Traduzindo, em outras palavras, o que diz LF. Sobre as vítimas, bem, elas não são capazes de decidir por si próprias se estão ou não ofendidas. E, aliás, pouco importa, porque se elas se sentiram ofendidas, não há ninguém a culpar além delas próprias e de uma suposta falta de autoestima. Sobre Zukerman, o que LF nos diz é que o importante é ser um bom músico – o que lhe permite fazer comentários ofensivos. Ofensas e preconceitos, afinal, são normais no mundo da música clássica. E é assim que deve ser. Se você se sente ofendido, culpa sua. Ou de qualquer outra pessoa que não o agressor: até mesmo uma produtora que supostamente deveria ter avisado Zukerman da nacionalidade das violinistas entrou na dança. O que vocês esperavam? Que ele perguntasse a elas de onde eram? Absurdo. Mais fácil supor que elas eram coreanas. Afinal, não sabiam cantar.

Seria patético se não fosse dolorosamente real. A ideia de que o talento, a genialidade de um músico é passe livre para qualquer tipo de comportamento é muito mais presente no meio musical do que gostamos de admitir. Quando a notícia de um assédio ou de um discurso racista aparece, costuma ser seguida de um “mas” que logo elenca todas as conquistas artísticas do suspeito.
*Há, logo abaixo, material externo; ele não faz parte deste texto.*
Issue #5592, opened 2020-04-14
Can not set password policy at the aws account level?


pendyalal:
**Is your feature request related to a problem? Please describe.**
No

**Describe the solution you'd like**
Able to set password policy at the aws account level.

**Describe alternatives you've considered**
Used AWS Cli to update the password policy at the account level.

**Additional context**

JohnHillegass:
I've started work on this and should have a PR submitted tomorrow. Thanks for submitting @pendyalal!

PR #5634, opened 2020-04-22
aws - account - set password policy

JohnHillegass:
For #5592


JohnHillegass:
Closing this for now, will reopen once the work is completed

c7n/resources/account.py
```diff
@@ -424,6 +425,86 @@ def process(self, resources, event=None):
...
+                filters:
+                  - not:
+                    - type: password-policy
+                      key: MinimumPasswordLength
+                      value: 10
+                      op: ge
+                actions:
+                    - type: set-password-policy
+                      policy:
+                        - key: MinimumPasswordLength
```
kapilt, line 452: why not just make this a mapping?

c7n/resources/account.py
```diff
@@ -424,6 +425,86 @@ def process(self, resources, event=None):
...
+                'type': 'object',
+                'properties': {
+                    'key': {'type': 'string'},
+                    'value': {'oneOf': [{'type': 'integer'}, {'type': 'boolean'}]}
+                }
+            }
+        })
+    shape = 'PasswordPolicy'
+    permissions = ('iam:GetAccountPasswordPolicy', 'iam:UpdateAccountPasswordPolicy')
+    # We need to whitelist the values accepted by the update call as it is not available via shape
```
kapilt, line 469: the shape has all the attributes, not understanding this comment or variable usage

c7n/resources/account.py
```diff
@@ -424,6 +425,86 @@ def process(self, resources, event=None):
...
+    policy_whitelist = (
+        "MinimumPasswordLength", "RequireSymbols", "RequireNumbers", "RequireUppercaseCharacters",
+        "RequireLowercaseCharacters", "AllowUsersToChangePassword", "MaxPasswordAge",
+        "PasswordReusePrevention", "HardExpiry"
+    )
+
+    def validate(self):
+        policy = dict({item['key']: item['value'] for item in self.data['policy']})
+        attrs = policy
```
kapilt, line 478: why the redefinition, seems superflous

c7n/resources/account.py
```diff
@@ -424,6 +425,86 @@ def process(self, resources, event=None):
...
+            'iam')
+
+    def process(self, resources):
+        client = local_session(self.manager.session_factory).client('iam')
+        account = resources[0]
+        if not account.get('c7n:password_policy'):
+            try:
+                account['c7n:password_policy'] = client.get_account_password_policy().get(
+                    'PasswordPolicy', {})
+            except ClientError as e:
```
kapilt, line 491: just catch client.exceptions.NoSuchEntityException to simplify this

c7n/resources/account.py
```diff
@@ -424,6 +425,86 @@ def process(self, resources, event=None):
...
+                if e.response['Error']['Code'] == 'NoSuchEntity':
+                    account['c7n:password_policy'] = {}
+                else:
+                    raise
+        for item in self.data.get('policy'):
+            account['c7n:password_policy'][item['key']] = item['value']
```
kapilt, line 497: actions don't generally mutate annotations, there isn't any upside on this the resources are already serialized post filter.

c7n/resources/account.py
```diff
@@ -424,6 +425,86 @@ def process(self, resources, event=None):
...
+        account['c7n:password_policy'] = {
+            k: v for (k, v) in account['c7n:password_policy'].items() if k in self.policy_whitelist
+        }
+        try:
+            client.update_account_password_policy(**account['c7n:password_policy'])
+        except Exception:
```
kapilt, line 503: blanket exceptions catches aren't kosher, and its not clear the purpose here since the handler does a raise, just omit it.

c7n/resources/account.py
```diff
@@ -424,6 +425,86 @@ def process(self, resources, event=None):
...
+            raise
+        return {'Account_id': account['account_id'], 'State': 'AccountPasswordPolicyUpdated'}
```
kapilt, line 505: drop the return

c7n/resources/account.py
JohnHillegass: The shape does have all of the attributes for PasswordPolicy but from what I can see cannot validate proper params for an operation like update_account_password_policy(). The issue here is that there are distinctions on the get and update operations. For example when getting the password policy, it returns ExpirePasswords when MaxPasswordAge is 0 or not present but the update can only set MaxPasswordAge and will error if ExpirePasswords is provided.


https://boto3.amazonaws.com/v1/documentation/api/latest/reference/services/iam.html#IAM.Client.get_account_password_policy

kapilt: thats just needing a different shape afaics

c7n/resources/account.py
JohnHillegass: A mapping could work, I wanted to set json schema to validate the key against a list of enums but gave up after playing around for awhile. I'll revisit this afternoon to see if I can figure it out. This way there is not k:v but something like MinimumPasswordLength: 12, right?

c7n/resources/account.py
JohnHillegass: Ah, great question. This is superflous. Will update in a few.

c7n/resources/account.py
JohnHillegass: Updated in b382acd

c7n/resources/account.py
JohnHillegass: Thanks for pointing this out @kapilt. Updated in b382acd.

c7n/resources/account.py
JohnHillegass: Updated in b382acd.

c7n/resources/account.py
JohnHillegass: Updated in b382acd.

c7n/resources/account.py
kapilt: ie use shape = "UpdateAccountPasswordPolicyRequest"

c7n/resources/account.py
kapilt: with this as an array your converting to a dict to validate and make an api call, just use a mapping and skip the conversion.

c7n/resources/account.py
JohnHillegass: 👍 thanks Kapil! I didn't know that was there. Was looking at this document where apparently it's not mentioned. For future reference, how did you find that??

https://github.com/boto/boto3/blob/0cc6042615fd44c6822bd5be5a4019d0901e5dd2/boto3/data/iam/2010-05-08/resources-1.json

kapilt: UTSL ;-) or in this case the json... the structure is generally the same when you get the hang of it, and then instead of seeing 1 and 0s you see...

c7n/resources/account.py
JohnHillegass: Ah yes I see why thats also kind of superfluous now. Thanks! Updated in ba13962.

c7n/resources/account.py
JohnHillegass: Updated in ba13962

c7n/resources/account.py
JohnHillegass: Updated in ba13962

c7n/resources/account.py
JohnHillegass: I'll still need to strip extraneous fields coming from the getter to make things work. I added a shape_strip function to aws.py to handle this and encourage reuse if the scenario is present in other places.

c7n/resources/account.py
```diff
@@ -424,6 +425,66 @@ def process(self, resources, event=None):
...
+        if account.get('c7n:password_policy'):
+            config = account['c7n:password_policy']
+        else:
+            try:
+                config = client.get_account_password_policy().get('PasswordPolicy')
+            except client.exceptions.NoSuchEntityException:
+                config = {}
+        for k, v in self.data.get('policy').items():
+            config[k] = v
+        config = shape_strip(
```
kapilt, line 481: I'm unclear why this is being done, your validating if the attribute is in the shape, but thats already part of validation.

c7n/resources/account.py
```diff
@@ -424,6 +425,66 @@ def process(self, resources, event=None):
...
+        client = local_session(self.manager.session_factory).client('iam')
+        account = resources[0]
+        if account.get('c7n:password_policy'):
+            config = account['c7n:password_policy']
+        else:
+            try:
+                config = client.get_account_password_policy().get('PasswordPolicy')
+            except client.exceptions.NoSuchEntityException:
+                config = {}
+        for k, v in self.data.get('policy').items():
```
kapilt, line 479: for a shallow copy just do dict(self.data['policy'])

c7n/resources/account.py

E, enquanto este “mas” existir, temos um problema.

Aconteceu recentemente com James Levine, cujo histórico de assédio sexual a menores de idade foi exposto há dois anos; e com Plácido Domingo, que foi acusado por diversas cantoras de ter exigido favores sexuais em troca de ajuda profissional, ou pior, da certeza de que ele não as impediria de seguir com suas carreiras.

Nos dois casos, possíveis denúncias eram inviáveis pois os crimes já haviam prescrito. Levine, ainda assim, perdeu o posto no Metropolitan Opera e morreu sem nunca mais pisar em um palco. Domingo teve vários contratos cancelados, mas, desde o ano passado, voltou a se apresentar em teatros europeus com regularidade (nos EUA, segue banido).

Como deixar de lado a contribuição dos dois artistas? Essa é uma questão pessoal. Cada um faz com suas gravações de Levine e Domingo o que bem entender. Mas a questão aqui é outra, é aceitar que a realização artística não torna o artista livre de punição caso cometa crimes. Ela é justa? Não é? Não é o melômano que decide. Não é o diretor da orquestra, do conservatório. É a justiça. E para isso, é preciso que alguém os denuncie. E, aqui, não cabe a melômano algum decidir se alguém tem direito ou não a se sentir ofendido.

Não parece que será esse o caso de Zukerman. Ninguém falou em cancelamento. Ninguém falou em banimento. Ninguém falou em denúncia. Apenas ressaltou-se um erro. Mas o episódio e a reação da Juilliard mostram a importância desses temas, que precisarão ser enfrentados pelos profissionais e pelas instituições da música clássica e da ópera. Se um dia o abuso e o assédio moral foram aceitos como prática corriqueira, isso hoje pouco importa. Os tempos mudam. Precisamos seguir adiante. E repensar o modo como nos organizamos como sociedade e instituições. O passado nos ajuda a compreender o presente e aquilo que precisamos transformar. Mas não pode mais servir de desculpa.